# RECORDS FOR THIS TASK
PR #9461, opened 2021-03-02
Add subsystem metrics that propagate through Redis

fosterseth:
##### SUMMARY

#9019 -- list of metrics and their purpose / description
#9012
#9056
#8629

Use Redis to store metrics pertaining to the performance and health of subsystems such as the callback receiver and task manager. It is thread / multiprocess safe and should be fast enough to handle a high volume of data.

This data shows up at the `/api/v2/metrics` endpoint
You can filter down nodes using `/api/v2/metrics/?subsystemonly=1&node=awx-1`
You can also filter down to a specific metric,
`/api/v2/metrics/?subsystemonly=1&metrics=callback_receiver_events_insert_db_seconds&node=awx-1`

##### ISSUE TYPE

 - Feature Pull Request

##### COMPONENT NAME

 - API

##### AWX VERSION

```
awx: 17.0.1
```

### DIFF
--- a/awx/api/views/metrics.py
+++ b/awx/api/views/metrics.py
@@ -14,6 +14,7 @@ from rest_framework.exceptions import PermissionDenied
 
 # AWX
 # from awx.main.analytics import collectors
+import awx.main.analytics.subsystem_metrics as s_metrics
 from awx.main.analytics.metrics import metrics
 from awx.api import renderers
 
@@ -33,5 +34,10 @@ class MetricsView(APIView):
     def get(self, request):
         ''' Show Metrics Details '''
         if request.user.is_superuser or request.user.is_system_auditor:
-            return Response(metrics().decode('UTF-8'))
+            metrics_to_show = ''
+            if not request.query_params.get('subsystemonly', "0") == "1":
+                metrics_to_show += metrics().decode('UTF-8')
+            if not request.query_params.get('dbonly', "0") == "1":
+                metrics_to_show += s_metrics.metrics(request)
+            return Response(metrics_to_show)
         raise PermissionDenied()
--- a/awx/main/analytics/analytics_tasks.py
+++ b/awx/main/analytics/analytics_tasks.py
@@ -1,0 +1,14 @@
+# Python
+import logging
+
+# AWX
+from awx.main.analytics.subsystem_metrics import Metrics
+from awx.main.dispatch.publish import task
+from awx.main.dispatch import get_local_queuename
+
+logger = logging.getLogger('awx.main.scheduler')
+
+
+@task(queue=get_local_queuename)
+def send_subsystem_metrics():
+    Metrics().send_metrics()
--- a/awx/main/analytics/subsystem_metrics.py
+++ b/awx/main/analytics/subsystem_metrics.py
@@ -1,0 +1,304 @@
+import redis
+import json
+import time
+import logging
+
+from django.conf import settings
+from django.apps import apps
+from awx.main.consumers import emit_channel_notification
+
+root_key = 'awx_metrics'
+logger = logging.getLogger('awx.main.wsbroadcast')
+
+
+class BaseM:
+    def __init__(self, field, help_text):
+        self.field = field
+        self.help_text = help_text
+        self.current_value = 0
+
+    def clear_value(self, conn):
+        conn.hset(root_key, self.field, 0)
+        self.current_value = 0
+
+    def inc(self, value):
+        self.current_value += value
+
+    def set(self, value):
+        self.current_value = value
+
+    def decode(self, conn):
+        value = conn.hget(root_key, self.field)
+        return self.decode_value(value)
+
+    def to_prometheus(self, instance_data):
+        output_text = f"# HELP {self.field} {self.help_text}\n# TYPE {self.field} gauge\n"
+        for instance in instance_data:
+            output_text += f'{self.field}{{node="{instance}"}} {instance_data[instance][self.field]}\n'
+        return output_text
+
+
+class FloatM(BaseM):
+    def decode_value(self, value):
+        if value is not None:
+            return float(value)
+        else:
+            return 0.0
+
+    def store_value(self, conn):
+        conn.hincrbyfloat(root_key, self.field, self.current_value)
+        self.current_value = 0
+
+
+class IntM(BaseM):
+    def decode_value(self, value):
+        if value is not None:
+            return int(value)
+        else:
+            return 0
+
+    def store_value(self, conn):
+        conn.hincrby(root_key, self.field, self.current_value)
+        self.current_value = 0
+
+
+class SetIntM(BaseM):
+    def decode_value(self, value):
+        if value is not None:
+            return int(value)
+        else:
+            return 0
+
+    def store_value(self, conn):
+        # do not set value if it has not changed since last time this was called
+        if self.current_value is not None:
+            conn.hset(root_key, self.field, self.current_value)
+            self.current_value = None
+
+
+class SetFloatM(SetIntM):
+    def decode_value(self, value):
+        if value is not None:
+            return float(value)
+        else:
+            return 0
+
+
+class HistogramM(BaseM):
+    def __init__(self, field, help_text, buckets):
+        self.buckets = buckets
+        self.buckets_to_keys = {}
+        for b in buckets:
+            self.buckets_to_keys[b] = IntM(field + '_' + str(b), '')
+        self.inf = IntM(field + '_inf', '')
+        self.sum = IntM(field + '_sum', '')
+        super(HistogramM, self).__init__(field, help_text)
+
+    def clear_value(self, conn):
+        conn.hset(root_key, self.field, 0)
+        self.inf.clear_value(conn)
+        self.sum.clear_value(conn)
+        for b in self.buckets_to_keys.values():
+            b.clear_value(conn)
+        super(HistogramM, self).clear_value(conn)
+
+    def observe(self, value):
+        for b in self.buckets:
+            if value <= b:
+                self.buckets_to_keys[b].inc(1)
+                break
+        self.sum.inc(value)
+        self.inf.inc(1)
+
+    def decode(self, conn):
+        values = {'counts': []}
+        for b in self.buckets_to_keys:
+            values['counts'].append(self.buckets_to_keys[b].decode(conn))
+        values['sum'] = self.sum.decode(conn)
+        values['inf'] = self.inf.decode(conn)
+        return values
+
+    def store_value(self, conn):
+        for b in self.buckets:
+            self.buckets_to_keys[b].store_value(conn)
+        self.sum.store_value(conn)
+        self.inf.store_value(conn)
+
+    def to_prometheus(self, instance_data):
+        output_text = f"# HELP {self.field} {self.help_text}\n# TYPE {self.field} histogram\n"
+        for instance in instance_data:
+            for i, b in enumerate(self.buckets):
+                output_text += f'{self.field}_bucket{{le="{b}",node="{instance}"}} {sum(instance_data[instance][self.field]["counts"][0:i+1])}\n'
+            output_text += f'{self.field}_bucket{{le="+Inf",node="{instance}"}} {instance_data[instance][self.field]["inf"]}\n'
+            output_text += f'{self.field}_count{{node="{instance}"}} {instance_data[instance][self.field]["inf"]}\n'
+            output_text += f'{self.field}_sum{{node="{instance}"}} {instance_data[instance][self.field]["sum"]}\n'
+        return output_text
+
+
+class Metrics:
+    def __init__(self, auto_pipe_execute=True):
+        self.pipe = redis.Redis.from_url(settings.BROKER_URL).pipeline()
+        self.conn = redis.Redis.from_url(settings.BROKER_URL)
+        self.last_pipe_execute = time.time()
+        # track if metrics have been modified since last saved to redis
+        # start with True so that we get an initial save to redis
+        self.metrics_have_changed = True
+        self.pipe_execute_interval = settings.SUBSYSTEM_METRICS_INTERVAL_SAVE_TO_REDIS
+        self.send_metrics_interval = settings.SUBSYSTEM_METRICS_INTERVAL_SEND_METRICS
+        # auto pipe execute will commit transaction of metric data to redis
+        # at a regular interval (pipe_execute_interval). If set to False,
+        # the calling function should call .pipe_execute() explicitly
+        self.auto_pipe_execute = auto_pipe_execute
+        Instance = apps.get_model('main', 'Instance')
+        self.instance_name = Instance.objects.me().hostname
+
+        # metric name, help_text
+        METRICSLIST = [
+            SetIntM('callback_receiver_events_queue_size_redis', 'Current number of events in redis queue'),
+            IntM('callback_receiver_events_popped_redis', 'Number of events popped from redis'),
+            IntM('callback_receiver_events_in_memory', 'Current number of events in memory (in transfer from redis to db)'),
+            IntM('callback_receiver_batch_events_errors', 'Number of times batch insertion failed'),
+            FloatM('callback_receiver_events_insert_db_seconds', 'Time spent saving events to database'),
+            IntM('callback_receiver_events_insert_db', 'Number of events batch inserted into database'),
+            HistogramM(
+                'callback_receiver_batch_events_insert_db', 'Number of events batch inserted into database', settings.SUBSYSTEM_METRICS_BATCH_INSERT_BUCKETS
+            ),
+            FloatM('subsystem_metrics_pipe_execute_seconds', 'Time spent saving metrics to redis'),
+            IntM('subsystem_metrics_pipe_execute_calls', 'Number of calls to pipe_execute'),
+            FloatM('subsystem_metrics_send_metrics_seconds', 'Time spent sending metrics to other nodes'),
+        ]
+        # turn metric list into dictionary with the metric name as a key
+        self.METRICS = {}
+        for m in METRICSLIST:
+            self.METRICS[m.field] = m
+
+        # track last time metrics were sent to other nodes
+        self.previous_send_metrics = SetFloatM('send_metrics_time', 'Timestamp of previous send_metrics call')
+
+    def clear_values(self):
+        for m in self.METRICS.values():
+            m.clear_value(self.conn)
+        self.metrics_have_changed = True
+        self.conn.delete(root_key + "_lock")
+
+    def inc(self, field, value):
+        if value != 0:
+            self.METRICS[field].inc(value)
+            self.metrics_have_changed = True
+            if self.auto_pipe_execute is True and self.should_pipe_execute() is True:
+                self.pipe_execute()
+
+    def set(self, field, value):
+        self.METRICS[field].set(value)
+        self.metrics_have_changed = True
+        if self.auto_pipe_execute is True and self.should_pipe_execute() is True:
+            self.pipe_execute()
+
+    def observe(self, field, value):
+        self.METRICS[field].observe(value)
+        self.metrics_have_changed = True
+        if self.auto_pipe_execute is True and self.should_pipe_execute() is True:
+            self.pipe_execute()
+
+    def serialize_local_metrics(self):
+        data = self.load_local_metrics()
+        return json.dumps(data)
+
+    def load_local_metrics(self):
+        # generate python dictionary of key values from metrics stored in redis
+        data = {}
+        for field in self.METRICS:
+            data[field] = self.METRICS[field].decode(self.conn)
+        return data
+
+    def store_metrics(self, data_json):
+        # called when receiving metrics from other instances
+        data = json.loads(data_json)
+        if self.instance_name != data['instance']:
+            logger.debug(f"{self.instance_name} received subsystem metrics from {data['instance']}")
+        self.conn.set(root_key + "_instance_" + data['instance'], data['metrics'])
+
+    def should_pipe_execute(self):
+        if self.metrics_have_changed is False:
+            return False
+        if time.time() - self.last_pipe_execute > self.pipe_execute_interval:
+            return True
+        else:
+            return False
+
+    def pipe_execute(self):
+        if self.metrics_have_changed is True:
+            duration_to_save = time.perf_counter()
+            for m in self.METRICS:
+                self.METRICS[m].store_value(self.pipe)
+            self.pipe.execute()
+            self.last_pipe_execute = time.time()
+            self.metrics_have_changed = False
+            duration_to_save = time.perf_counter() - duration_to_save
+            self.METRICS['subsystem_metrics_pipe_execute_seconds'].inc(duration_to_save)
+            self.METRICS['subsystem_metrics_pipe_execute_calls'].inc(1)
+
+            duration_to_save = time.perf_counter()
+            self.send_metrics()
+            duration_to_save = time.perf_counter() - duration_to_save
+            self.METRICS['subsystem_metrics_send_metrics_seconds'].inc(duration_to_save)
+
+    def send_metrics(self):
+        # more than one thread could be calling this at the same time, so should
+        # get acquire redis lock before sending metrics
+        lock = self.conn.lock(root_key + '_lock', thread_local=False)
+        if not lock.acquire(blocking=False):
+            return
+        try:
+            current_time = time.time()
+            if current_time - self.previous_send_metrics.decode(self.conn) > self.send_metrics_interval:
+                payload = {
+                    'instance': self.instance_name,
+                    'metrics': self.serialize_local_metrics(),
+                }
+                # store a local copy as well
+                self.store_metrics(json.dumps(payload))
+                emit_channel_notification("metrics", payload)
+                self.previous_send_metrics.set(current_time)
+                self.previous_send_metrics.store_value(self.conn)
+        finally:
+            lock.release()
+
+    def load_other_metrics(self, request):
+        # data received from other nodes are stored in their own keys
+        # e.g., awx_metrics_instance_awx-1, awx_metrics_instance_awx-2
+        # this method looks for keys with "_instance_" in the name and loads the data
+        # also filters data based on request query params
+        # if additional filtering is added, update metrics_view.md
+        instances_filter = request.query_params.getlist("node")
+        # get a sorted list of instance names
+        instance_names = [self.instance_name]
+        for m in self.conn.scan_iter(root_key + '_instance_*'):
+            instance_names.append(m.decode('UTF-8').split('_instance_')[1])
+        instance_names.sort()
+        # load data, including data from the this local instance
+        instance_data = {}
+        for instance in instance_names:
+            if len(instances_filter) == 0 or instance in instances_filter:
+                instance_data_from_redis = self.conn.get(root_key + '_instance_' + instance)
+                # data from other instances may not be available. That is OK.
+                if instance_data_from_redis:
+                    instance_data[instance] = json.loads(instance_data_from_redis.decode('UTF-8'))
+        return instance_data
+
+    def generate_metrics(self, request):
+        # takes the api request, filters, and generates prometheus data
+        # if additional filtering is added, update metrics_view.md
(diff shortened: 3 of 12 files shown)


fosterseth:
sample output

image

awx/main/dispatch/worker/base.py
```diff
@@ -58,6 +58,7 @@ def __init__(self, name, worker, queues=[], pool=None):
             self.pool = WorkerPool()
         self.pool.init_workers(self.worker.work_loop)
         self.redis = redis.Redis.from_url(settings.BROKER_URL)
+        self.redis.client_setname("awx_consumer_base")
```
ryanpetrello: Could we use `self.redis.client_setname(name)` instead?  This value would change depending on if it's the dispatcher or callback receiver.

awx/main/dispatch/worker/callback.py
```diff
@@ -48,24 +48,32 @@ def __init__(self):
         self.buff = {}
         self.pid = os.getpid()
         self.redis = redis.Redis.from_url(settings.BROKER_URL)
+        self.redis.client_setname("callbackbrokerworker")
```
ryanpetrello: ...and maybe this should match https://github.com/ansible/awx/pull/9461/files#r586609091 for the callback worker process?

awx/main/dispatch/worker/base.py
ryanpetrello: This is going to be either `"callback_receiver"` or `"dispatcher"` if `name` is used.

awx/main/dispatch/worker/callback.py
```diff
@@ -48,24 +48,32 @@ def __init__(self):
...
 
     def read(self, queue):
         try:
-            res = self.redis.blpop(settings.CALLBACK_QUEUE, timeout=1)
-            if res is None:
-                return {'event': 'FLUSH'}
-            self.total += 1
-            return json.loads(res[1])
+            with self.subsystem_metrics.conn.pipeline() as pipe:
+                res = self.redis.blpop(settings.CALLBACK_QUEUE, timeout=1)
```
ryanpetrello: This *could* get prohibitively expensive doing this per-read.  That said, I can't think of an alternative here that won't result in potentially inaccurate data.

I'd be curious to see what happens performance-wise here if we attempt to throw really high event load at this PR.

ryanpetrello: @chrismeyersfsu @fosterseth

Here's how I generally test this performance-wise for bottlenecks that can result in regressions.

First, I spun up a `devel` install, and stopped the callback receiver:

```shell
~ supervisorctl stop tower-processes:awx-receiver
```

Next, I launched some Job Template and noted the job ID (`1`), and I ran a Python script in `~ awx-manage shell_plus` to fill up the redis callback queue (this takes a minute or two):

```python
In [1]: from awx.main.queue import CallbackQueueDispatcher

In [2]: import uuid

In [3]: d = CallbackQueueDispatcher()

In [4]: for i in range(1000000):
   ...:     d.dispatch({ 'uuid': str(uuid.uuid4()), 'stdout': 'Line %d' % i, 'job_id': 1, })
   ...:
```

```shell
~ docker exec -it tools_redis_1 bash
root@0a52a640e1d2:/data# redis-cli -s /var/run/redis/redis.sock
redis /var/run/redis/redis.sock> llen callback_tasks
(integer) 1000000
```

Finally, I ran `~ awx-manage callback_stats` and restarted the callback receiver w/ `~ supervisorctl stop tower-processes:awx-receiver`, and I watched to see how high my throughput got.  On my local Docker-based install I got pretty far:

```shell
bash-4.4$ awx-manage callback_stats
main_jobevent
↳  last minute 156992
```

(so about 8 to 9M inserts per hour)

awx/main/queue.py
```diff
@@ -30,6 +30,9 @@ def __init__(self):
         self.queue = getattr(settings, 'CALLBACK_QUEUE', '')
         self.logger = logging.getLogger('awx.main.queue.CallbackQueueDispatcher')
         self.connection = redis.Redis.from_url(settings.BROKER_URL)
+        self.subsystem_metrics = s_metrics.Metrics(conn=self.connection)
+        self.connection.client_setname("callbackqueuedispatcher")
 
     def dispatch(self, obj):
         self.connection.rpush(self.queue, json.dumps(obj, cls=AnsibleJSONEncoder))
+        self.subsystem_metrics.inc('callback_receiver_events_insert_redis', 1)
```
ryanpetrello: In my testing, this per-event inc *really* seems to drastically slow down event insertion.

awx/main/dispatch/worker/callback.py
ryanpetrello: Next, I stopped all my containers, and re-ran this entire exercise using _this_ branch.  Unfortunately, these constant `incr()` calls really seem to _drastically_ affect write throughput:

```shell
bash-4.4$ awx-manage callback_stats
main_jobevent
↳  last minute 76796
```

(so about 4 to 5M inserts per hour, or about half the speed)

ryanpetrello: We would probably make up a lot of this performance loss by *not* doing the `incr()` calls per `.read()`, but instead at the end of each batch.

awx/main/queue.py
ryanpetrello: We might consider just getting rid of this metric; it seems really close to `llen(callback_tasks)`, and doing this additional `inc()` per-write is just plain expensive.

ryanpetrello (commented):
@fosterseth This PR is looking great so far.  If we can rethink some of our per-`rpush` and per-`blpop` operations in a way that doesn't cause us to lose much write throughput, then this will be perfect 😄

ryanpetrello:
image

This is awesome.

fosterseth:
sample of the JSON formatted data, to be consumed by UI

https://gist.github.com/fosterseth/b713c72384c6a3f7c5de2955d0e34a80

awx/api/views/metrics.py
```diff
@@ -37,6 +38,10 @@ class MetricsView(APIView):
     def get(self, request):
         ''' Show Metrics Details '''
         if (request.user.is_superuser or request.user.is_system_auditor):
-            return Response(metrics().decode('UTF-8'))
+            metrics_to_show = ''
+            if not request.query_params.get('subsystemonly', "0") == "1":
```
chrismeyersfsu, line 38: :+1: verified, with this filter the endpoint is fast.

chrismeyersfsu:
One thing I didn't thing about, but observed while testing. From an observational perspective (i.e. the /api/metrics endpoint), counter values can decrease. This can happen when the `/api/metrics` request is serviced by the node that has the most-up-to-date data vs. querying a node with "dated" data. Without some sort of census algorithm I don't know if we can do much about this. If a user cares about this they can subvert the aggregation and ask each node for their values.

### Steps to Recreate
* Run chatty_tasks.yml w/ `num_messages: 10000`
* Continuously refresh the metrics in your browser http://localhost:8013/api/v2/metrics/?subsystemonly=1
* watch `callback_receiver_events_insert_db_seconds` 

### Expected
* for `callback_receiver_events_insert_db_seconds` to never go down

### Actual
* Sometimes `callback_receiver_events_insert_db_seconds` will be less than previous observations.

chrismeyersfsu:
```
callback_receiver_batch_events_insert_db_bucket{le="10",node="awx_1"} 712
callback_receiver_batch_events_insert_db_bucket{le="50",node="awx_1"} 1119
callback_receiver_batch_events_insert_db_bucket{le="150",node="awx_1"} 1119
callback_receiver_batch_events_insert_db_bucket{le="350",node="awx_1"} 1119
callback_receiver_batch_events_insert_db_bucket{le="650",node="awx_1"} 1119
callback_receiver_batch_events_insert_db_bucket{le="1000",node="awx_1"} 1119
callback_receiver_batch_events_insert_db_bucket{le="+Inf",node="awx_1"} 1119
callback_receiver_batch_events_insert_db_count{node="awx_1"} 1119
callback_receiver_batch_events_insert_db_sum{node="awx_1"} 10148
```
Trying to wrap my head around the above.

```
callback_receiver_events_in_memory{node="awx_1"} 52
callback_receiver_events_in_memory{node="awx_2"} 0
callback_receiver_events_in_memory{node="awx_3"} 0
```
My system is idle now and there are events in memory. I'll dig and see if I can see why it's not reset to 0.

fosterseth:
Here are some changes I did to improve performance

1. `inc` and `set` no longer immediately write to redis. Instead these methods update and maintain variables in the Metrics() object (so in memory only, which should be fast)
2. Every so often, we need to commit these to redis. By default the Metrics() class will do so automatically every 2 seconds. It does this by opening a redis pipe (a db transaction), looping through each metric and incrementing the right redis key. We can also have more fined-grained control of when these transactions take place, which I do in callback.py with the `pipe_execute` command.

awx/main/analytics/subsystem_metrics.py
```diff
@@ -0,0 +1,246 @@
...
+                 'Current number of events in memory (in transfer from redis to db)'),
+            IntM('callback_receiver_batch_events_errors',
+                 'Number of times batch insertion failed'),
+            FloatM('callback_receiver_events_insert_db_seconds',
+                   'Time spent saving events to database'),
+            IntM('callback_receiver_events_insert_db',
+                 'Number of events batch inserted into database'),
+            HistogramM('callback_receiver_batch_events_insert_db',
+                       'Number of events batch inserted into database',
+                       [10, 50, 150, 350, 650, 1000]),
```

# PROBLEM TO SOLVE
Write down again the exact lines running from the beginning of the data to the line containing "This data shows", with both ends included.

# RESULT BELOW
PR #9461, opened 2021-03-02
Add subsystem metrics that propagate through Redis

fosterseth:
##### SUMMARY

#9019 -- list of metrics and their purpose / description
#9012
#9056
#8629

Use Redis to store metrics pertaining to the performance and health of subsystems such as the callback receiver and task manager. It is thread / multiprocess safe and should be fast enough to handle a high volume of data.

This data shows up at the `/api/v2/metrics` endpoint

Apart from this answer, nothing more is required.